→ **WHAT YOU NEED TO DO**
Determine the number of lines in the data that contain "public", and write only that number.

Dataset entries
PR #7340, opened 2020-01-10
Keyvault ARM template for live test

hemanttanwar:

The pipeline will pass on names of these resources as ENV variable into test. For example AZURE_KEYVAULT_ENDPOINT

### DIFF
--- a/sdk/keyvault/test-resources.json
+++ b/sdk/keyvault/test-resources.json
@@ -1,0 +1,65 @@
+{
+    "$schema": "https://schema.management.azure.com/schemas/2015-01-01/deploymentTemplate.json#",
+    "contentVersion": "1.0.0.0",
+    "parameters": {
+        "baseName": {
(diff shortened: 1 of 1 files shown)


hemanttanwar:
Some of the live test failure are known and Vinay is working on them.

sdk/keyvault/test-resources.json
```diff
@@ -0,0 +1,65 @@
...
+            "properties": {
+                "sku": {
+                    "family": "A",
+                    "name": "standard"
+                },
+                "tenantId": "[parameters('tenantId')]",
+                "accessPolicies": [
+                    {
+                        "tenantId": "[parameters('tenantId')]",
+                        "objectId": "[parameters('testApplicationOid')]",
```
g2vinay: IS this application object id, of the azure-sdk-tests (service principal)
@hemanttanwar @danieljurek

Issue #6955, opened 2019-12-19
readmywrites workflow on Direct HTTPS has failures because of reactor netty NotYetConnectedException


mbhaskar:
ERROR com.azure.cosmos.implementation.query.DocumentProducer - Unexpected failure
CosmosClientException{error=null, resourceAddress='null', statusCode=0, message=null, causeInfo=[class: class java.nio.channels.NotYetConnectedException, message: null], responseHeaders={}, requestHeaders={authorization=type%3Dmaster%26ver%3D1.0%26sig%3DZk%2BRtwqDdCvHdWB7tTLpGCyKwstITXzHpHQcq2uJ6mQ%3D, Accept=application/json, x-ms-session-token=0:-1#50102,1:-1#71225,2:-1#71251, x-ms-date=Wed, 18 Dec 2019 22:12:20 GMT, x-ms-documentdb-isquery=true, x-ms-documentdb-partitionkey=["756fdf90-21e3-11ea-8e94-fd4d274e06f7"], x-ms-max-item-count=100, x-ms-continuation=null, x-ms-consistency-level=Session, Content-Type=application/query+json}}
	at com.azure.cosmos.BridgeInternal.createCosmosClientException(BridgeInternal.java:345)
	at com.azure.cosmos.implementation.RxGatewayStoreModel.lambda$toDocumentServiceResponse$2(RxGatewayStoreModel.java:307)
	at reactor.core.publisher.FluxOnErrorResume$ResumeSubscriber.onError(FluxOnErrorResume.java:88)
	at reactor.core.publisher.FluxMapFuseable$MapFuseableSubscriber.onError(FluxMapFuseable.java:134)
	at reactor.core.publisher.MonoFlatMap$FlatMapMain.onError(MonoFlatMap.java:165)
	at reactor.core.publisher.MonoSingle$SingleSubscriber.onError(MonoSingle.java:141)
	at reactor.core.publisher.MonoFlatMapMany$FlatMapManyMain.onError(MonoFlatMapMany.java:197)
	at reactor.core.publisher.FluxRetryPredicate$RetryPredicateSubscriber.onError(FluxRetryPredicate.java:101)
	at reactor.core.publisher.MonoCreate$DefaultMonoSink.error(MonoCreate.java:183)
	at reactor.netty.http.client.HttpClientConnect$MonoHttpConnect$TcpClientSubscriber.onError(HttpClientConnect.java:345)
[...]

PR #7345, opened 2020-01-10
Empty response content fix 

kushagraThapar:
Return empty string when receiving empty response from backend. 
Addresses this: https://github.com/Azure/azure-sdk-for-java/issues/6955

### DIFF
--- a/sdk/cosmos/azure-cosmos/src/main/java/com/azure/cosmos/implementation/directconnectivity/ErrorUtils.java
+++ b/sdk/cosmos/azure-cosmos/src/main/java/com/azure/cosmos/implementation/directconnectivity/ErrorUtils.java
@@ -17,7 +17,7 @@ public class ErrorUtils {
     private static final Logger logger = LoggerFactory.getLogger(ErrorUtils.class);
 
     static Mono<String> getErrorResponseAsync(HttpResponse responseMessage, HttpRequest request) {
-        Mono<String> responseAsString = responseMessage.bodyAsString();
+        Mono<String> responseAsString = responseMessage.bodyAsString().switchIfEmpty(Mono.just(StringUtils.EMPTY));
         if (request.httpMethod() == HttpMethod.DELETE) {
             return Mono.just(StringUtils.EMPTY);
         }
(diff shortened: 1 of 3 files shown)


sdk/cosmos/azure-cosmos-benchmark/src/test/java/com/azure/cosmos/benchmark/ReadMyWritesConsistencyTest.java
```diff
@@ -132,6 +132,7 @@ public void readMyWrites(boolean useNameLink) throws Exception {
         ReadMyWriteWorkflow wf = new ReadMyWriteWorkflow(cfg) {
             @Override
             protected void onError(Throwable throwable) {
+                logger.error("Error occurred in ReadMyWriteWorkflow", throwable);
```
kirankumarkolli: Will error level enabled check come later?

kushagraThapar: Since this is logging error in tests, I don't think if we need error level enabled check for this. 
This is only for debugging CI

moderakh: slf4j internally will check the log level, so checking log level is not needed in this case.

checking log level is needed only when the information needed to be logged requires some pre-computation. For example in the following case checking log level helps:

```java
// checking log level helps
if (logger.isDebugEnabled()) {
 String diagnosticsInfoAsString = diagnosticsInfo.toJson()
 logger.debug("diagnostics info is {}, diagnosticsInfoAsString);
}
```
but here it is not needed
```java
// checking log level is not needed as no pre-computation is done here. slf4 will do internal checking.
 logger.debug("endpoint is {}, endpoint);
}
```

kushagraThapar: Agreed, thanks for the reference @moderakh

PR #7354, opened 2020-01-10
DRAFT: DON'T REVIEW. improve write json serialization/de-serialization path

moderakh:
- when pk is explicitly provided in the request option, there is no need in parsing json
- avoid multiple rounds of json serialization/desrialization when possible in the write path.


moderakh:
withdrawn, still working on it

PR #9854, opened 2020-04-03
Make README and CHANGELOG changes for new guidelines

sima-zhu:


eng/versioning/version_client.txt
```diff
@@ -23,7 +23,7 @@ com.azure:azure-identity;1.0.4;1.1.0-beta.3
 com.azure:azure-messaging-eventhubs;5.0.2;5.1.0-beta.1
 com.azure:azure-messaging-eventhubs-checkpointstore-blob;1.0.2;1.1.0-beta.1
 com.azure:azure-messaging-servicebus;1.0.0-beta.1;1.0.0-beta.1
-com.azure:azure-search-documents;11.0.0-beta.1;11.0.0-beta.2
+com.azure:azure-search-documents;11.0.0-beta.1;1.0.0-beta.2
```
JimSuplizio, line 26: @sima-zhu I'm curious about these versions. com.azure:azure-search-documents is a renamed com.azure:azure-search and [com.azure:azure-search was released as 11.0.0-beta.1](https://search.maven.org/search?q=g:com.azure%20AND%20a:azure-search) however there is no released com.azure:azure-search-documents so the current and dependency versions should be same. (Obviously nothing in the tree currently uses the dependency version of this otherwise we would have seen compilation errors.) My recommendation here is to set both the current and dependency versions to 1.0.0-beta.1.

sdk/search/azure-search-documents/CHANGELOG.md
```diff
@@ -1,10 +1,19 @@
...
+- Moved `AzureKeyCredentialPolicy` to Azure Core.
 - Fixed a bug where the Date header wouldn't be updated with a new value on request retry.
+- Changed the field type of `CustomAnalyzer`.
+- Made `RangeFacetResult` and `ValueFacetResult` object strongly typed.
+- Added helper function for IndexBatchException. 
+- Added ScoringParameter class.
+- Refactored some boolean field getter.
+- Made `IndexDocumentsBatch` APIs plurality.
 
 ## 11.0.0-beta.1 (2020-03-10)
```
JimSuplizio, line 18: @alzimmermsft what should happen here, with the versions in the changelog, since this library has been renamed? Also, if this is being re-versioned and the previous release was only a beta should we even keep the 11* version stuff in here?

eng/versioning/version_client.txt
sima-zhu: The version name aligns with all languages. 
@tg-msft might have further explanation on the decision.

tg-msft: This was something we discussed in the Search crew and decided to go with beta.2 to indicate to customers that it's the second preview of this library.  The hope was to make it clearer to anyone who goes digging through history that something came before this.  Sima is correct that all the other languages are aligning to Preview.2, beta.2, b2, etc.

sdk/search/azure-search-documents/CHANGELOG.md
sima-zhu: Synced offline. Leave the change log as it is so that customer is aware of the version history.

sima-zhu: Added notes to make it clear.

→ **RESULT FOR THIS TASK**
2